LNCaP and LNCaP-Id4 cells cultured in 10% Fetal bovine serum were used to analyze androgen receptor binding on consensus ARE sites in NKX3.1 promoter using primer pairs described previously [
73] with EZ CHiP kit (Millipore). The reagents for PolA CHiP on GAPDH were included in the EZ CHiP kit as internal standards.

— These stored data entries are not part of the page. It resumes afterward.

PR #361, opened 2020-09-10
Update translations and remove unused keys

aledustet:
Why:
----

We need the latest translations from lokalise. Also, we need to periodically make sure that unused keys are trimmed from the lokalise project since the push script does not "force" the unused keys to be deleted properly on CI.

This Commit:
----

- Cleanup unused translations, running `yarn i18n:extract`
- Move translation keys usage to be with the `t` method so the extract script picks up those translations
- Update translations after pulling from lokalise
- Make sure all available languages are shown on the language selection

Screen Shot 2020-09-10 at 12 24 58 PM


johnschoeman (approved):

devinjameson (approved):
Not all heroes wear capes 🦸‍♂️

PR #366, opened 2020-09-10
Add button to restart onboarding and update settings screen design

devinjameson:
Why: as a user, I would like to be able to click a button on the Settings screen to
be brought back through the onboarding flow, but not the activation flow.

This commit:
- Adds a button to the settings screen that restarts Onboarding and brings the
user back to the Settings screen when they finish onboarding
- Refactors the `OnboardingStack`
- Adds icons to the settings list buttons

gif2


src/OnboardingContext.tsx
```diff
@@ -29,23 +32,37 @@ export const OnboardingProvider: FunctionComponent<OnboardingProviderProps> = ({
...
   const completeOnboarding = () => {
     StorageUtils.setIsOnboardingComplete()
-    setOnboardingIsComplete(true)
+    setIsOnboardingComplete(true)
   }
 
   const resetOnboarding = () => {
     StorageUtils.removeIsOnboardingComplete()
-    setOnboardingIsComplete(false)
+    setDestinationAfterComplete(Stacks.Activation)
```
aledustet: If this method will be called from the contact menu should this have defaulted to these activation screens? Should this argument be passed as an argument if we change this method somewhere else? We could leave the argument as the activation stack by default. Or is this just for debug purposes that we must have the complete flow there?

App.tsx
```diff
@@ -1,35 +1,37 @@
...
 
 Logger.start()
 
 const App: FunctionComponent = () => {
   const [isLoading, setIsLoading] = useState(true)
-  const [onboardingIsComplete, setOnboardingIsComplete] = useState(false)
+  const [isOnboardingComplete, setIsOnboardingComplete] = useState(true)
+
+  const determineIsOnboardingComplete = async (): Promise<boolean> => {
+    return await StorageUtils.getIsOnboardingComplete()
```
aledustet: Curious to learn why we moved this back into the component? I thought the intent was not to reach for helpers directly from the components if these get an accessor from a context. Don't think one way or the other is best but curious about why the reversal.

src/Settings/index.tsx
```diff
@@ -92,42 +115,27 @@ const Settings: FunctionComponent = () => {
   return (
     <ScrollView style={style.container}>
       <View style={style.section}>
-        <TouchableOpacity
+        <ListItem
```
aledustet, line 125: Should this be moved also to the external declarations like the rest of the items on the list?

aledustet (approved):
🚢 :shipit: 

One or two questions about some placements but this seems ready to ⛵

src/OnboardingContext.tsx
```diff
@@ -16,9 +17,11 @@ export const OnboardingContext = createContext<
 >(undefined)
 
 export interface OnboardingContextState {
-  onboardingIsComplete: boolean
+  isOnboardingComplete: boolean
   completeOnboarding: () => void
   resetOnboarding: () => void
+  destinationAfterComplete: Stack
```
johnschoeman: Could this be a prop on the Stack Component itself? Seems like if we are going to be making a distinction in the flows in which the onboarding screens can appear by mounting two separate instances of the screen we dont need to add to the state in the context, but parameterize the component?

I suppose im a little concerned about adding confusion to the notion of `Onboarding`. Is it the act of enabling all the features we need on first visit to the app? or is it the act of moving through a particular set of screens?  I would say its the former not the later and this conflates those two flows in a way that would be hard to parse as a new reader of the codebase.

I might even consider changing what we call the OnboardingStack now to something like `HowTheAppWorksStack` and consider onboarding to be the flow of `Welcome -> How The App Works -> Activation -> the Main App`

Something like this would also allow us to remove the first `Welcome` screen from the currently named `OnboardingReview` flow which seems a bit out of place.

johnschoeman (approved):
Code looks great! I think we may be overusing the context here and a few thoughts on how we logically structure the flows.

src/OnboardingContext.tsx
devinjameson: My understanding is that this function will be called from the debug menu and that we want to reset the entire onboarding state to be like it was on first download. So we want to set `isOnboardingComplete` to false and ensure that `destinationAfterComplete` is set to `Stacks.Activation`, because if they have tapped `How the app works` on the Settings screen, `destinationAfterComplete` would be set to `Stacks.Settings`. Does that make sense? I may be misunderstanding you.

App.tsx
devinjameson: Yeah makes sense to move this function back to the `OnboardingContext` and just import it!

src/Settings/index.tsx
devinjameson: Good call, we'll also move the `ENDebugMenu` there so they're all in one place.

src/OnboardingContext.tsx
devinjameson: Makes sense @johnschoeman, went down the path of parameterizing the `OnboardingStack`. I think it's more clear. Can you take a look? In the process, we ended up refactoring the `OnboardingStack` to map through onboarding screen data instead of rendering various screens e.g. `Introduction` that in turn render an `OnboardingScreen`. This reduced the amount of strange and cumbersome prop-drilling.

devinjameson: Thoughts on renaming in a future PR though? I agree but it seems like a lot for this PR.

src/navigation/OnboardingStack.tsx
```diff
@@ -23,32 +23,59 @@ const onboardingScreenOptions: StackNavigationOptions = {
...
-      <Stack.Screen
-        name={OnboardingScreens.GetNotified}
-        component={GetNotified}
-      />
-      <Stack.Screen
-        name={OnboardingScreens.ValueProposition}
-        component={ValueProposition}
-      />
+      <Stack.Screen name={Screens.Welcome} component={Welcome} />
+      {onboardingScreens.map(
```
johnschoeman:
```suggestion
      const toStackScreen = (data) => Component
      {onboardingScreenData.map(toStackScreen)
```

I like this refactor with the hook and fewer component files a lot! better separation of data from markup and its nice to have the data all in one spot

johnschoeman (approved):
Nice! well done.

src/OnboardingContext.tsx
johnschoeman: makes sense to me!

src/OnboardingContext.tsx
aledustet: Roger roger

src/navigation/OnboardingStack.tsx
devinjameson: Heck yaaaaaa

devinjameson: I like this `toStackScreen` function, very Elm-y.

Data and statistical analysis
The NIH Image J [
74] was used for counting, calculation of area and diameter of H&E stained prostatic ducts (for description see respective figure legends). Quantitative real time data was analyzed using the ∆∆Ct method: the Ct values of IgG were used to first calculate ∆Ct. Following this normalization step, the ∆∆Ct was then calculated with ∆Ct of wild type set to 1. Within group Student’s
t-test was used for evaluating the statistical differences between groups. One-way ANOVA and Dunnett’s multiple tests were used to test for differences between more than two groups.
Acknowledgements
The authors also wish to thank Dr. Mark A. Israel and Susan Kasper for critically reviewing the manuscript. The authors also wish to thank Dr. Thomas Graham, DVM, PhD, and Dr. Ebony Gilbreath, DVM, PhD, Department of Pathobiology, School of Veterinary Medicine, Tuskegee University, Tuskegee, AL, USA, for histological analysis of the prostates. The work was supported by NIH/NCI CA128914 (JC) and in part by NIH/NCRR/RCMI G12RR03062.
Competing interests
The authors declare that they have no competing interests.
Authors’ contributions
PS: Immuno-histochemistry, data analysis and first draft of manuscript. AEK: Development of LNCaP-Id4 cell lines. SC: Chomatin immuno-precipitation assays. SK: Western blot analysis. PN: Histology. DP: Prepared samples for Chromatin immuno-precipitations. MCH: Maintenance of Id4 KO mice and dissection of prostates. JC: Conceived the study and final draft of the manuscript. All authors read and approved the final manuscript.